Поражает, помимо прочего, самоуверенность, с которую воспоминатель, – сам-то поэт третьеклассный, а по сути дела и вовсе не состоявшийся, – судит о поэтах куда более, чем он, значительных, и расставляет им отметки. Трудно согласиться, что С. Маковский был беспомощным версификатором, а поэзия С. Прегель[442]
была «средней», или как у нас говорили, «на уровне». Оба были весьма талантливы, а их относительно малый успех объяснялся соображениями политическими: первый был чересчур нейтрален, вторая – слишком левой (хотя в ее стихах и в ее превосходной книге в прозе «Мое детство» это никак не сказывается).И совсем уж возмутительно, когда примерно то же говорится о В. Смоленском, одном из наиболее выдающихся стихотворцев эмиграции: «Он не был большим поэтом»! Как уточняется рядом, на выступлениях Смоленского зал всегда бывал переполнен, а публика, что ни говори, редко в таких делах ошибается. Если бы, однако, дело ограничивалось этим…

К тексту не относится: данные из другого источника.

PR #5785, opened 2025-10-22
[DOC] Tune traceQL queries draft doc

knylander-grafana:
**What this PR does**:
Adds a Tune TraceQL queries doc. 

Fixes https://github.com/grafana/tempo-squad/issues/946
**Checklist**
- [ ] Tests updated
- [X] Documentation added

### DIFF
--- a/docs/sources/tempo/traceql/tune-traceql-queries.md
+++ b/docs/sources/tempo/traceql/tune-traceql-queries.md
@@ -60,7 +60,7 @@ The following query scopes the attribute to the span and runs faster than an equ
 Avoid forms without a scope that force extra lookups:
 
 ```traceql
-{ http.status_code = 500 }
+{ .http.status_code = 500 }
 ```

Но, настойчиво ссылаясь на близкое якобы знакомство, мемуарист подсовывает нам всякую чушь: например, о неладах поэта с женою. Сам знав Смоленского несколько лет, часто бывав у него в гостях, до его предсмертной болезни (не говоря о встречах в других местах), я всегда наблюдал, что они жили душа в душу. Даже злые языки, – каких в Париже много, – признавали их за дружную пару, взаимно друг друга дополняющую и понимающую, и во всем друг друга поддерживающую.
Вот, – как оно из самих данных мемуаров и видно, – что жена Смоленского не любила г-на Померанцева, это, вероятно, правильно, да и вполне понятно: он, например, описывает, как в деревне, во время каникул, подбивал Смоленского на пьянство, причем вдвоем они высасывали целую бутылку мерзкой, вреднейшей французской самогонки. Хотя обычно-то Смоленский пил мало; я его пьяным никогда не видел.
Выпишем все же и верное, что Померанцев отмечает о Владимире Алексеевиче: «Единственно кого он ненавидел, – это большевиков, убивших у него на глазах отца. Для него они были палачами "его России". Поэтому, когда после Второй мировой войны немногие русские эмигранты, среди которых были и близкие ему люди, взяли советские паспорта и ждали возвращения на родину, Владимир к ним охладел, не поссорился с ними, а именно охладел: вычеркнул их из своей души».
Такое поведение, видимо, Померанцеву не очень нравится. Заметим слова его Россия, взятые в кавычки. И то, что тут же Смоленскому противопоставляется Г. Иванов, который «понял, что жить в двух мирах нельзя». Похоже, что это относится к тому, что Г. Иванов, как и Померанцев, поддался на время советскому угару, после победы Сталина над Гитлером; чему Смоленский остался полностью чужд.
Есть кусочек правды у Померанцева и в описании внешности Смоленского; действительно, он «был очень красивый человек». Приложенная к книге фотография неудачна, и не передает его наружность. А он был впрямь хорош собою, – одухотворенной, задумчивой и несколько меланхолической красотой.
Зато о его внутреннем мире мы ничего от Померанцева не услышим, кроме вздора. Смоленский на деле являлся человеком не только глубоко религиозным, но и с мистическим, визионерским уклоном. Впрочем, об этом желающим лучше всего поведают собственные его стихи…
Но оценив по достоинству Смоленского, поставив его на одну доску с меньшими, порою и сомнительными поэтами как Одарченко, Гингер[443]
и Мамченко[444], Померанцев до крайности неумеренно воспевает, напротив, Г. Адамовича, извращенного, изломанного человека, столько наделавшего бед в эмиграции, в своей роли критика – гонителя Цветаевой, хулителя Достоевского (которого он объявлял… «писателем для юношества»! ну, не идиотом ли надо быть, чтобы такое выпалить?!). Что ж: на вкус и на цвет, товарища нет… Но зачем Померанцев, вопреки истине, нам представляет этого аморального эстета верующим христианином (добавляя, правда, что «не церковным»)? Ю. Иваск, сохранивший для потомства безбожные и безобразные высказывания в беседах с ним о религии, парижского мэтра, сделал гораздо честнее…О Г. Иванове, крупном поэте, и с которым он, очевидно, был в самом деле хорошо знаком, Померанцев мало что нашел нам сообщить: что он к концу жизни сильно нуждался; что он был закоренелым монархистом, да еще, – что он любил соленые огурцы и русскую селедку.
Ряд очерков посвящен людям, менее выдающимся, и о них мы, по недостатку места, рассуждать не станем. Хотя и тут часто можно бы сделать автору серьезные возражения.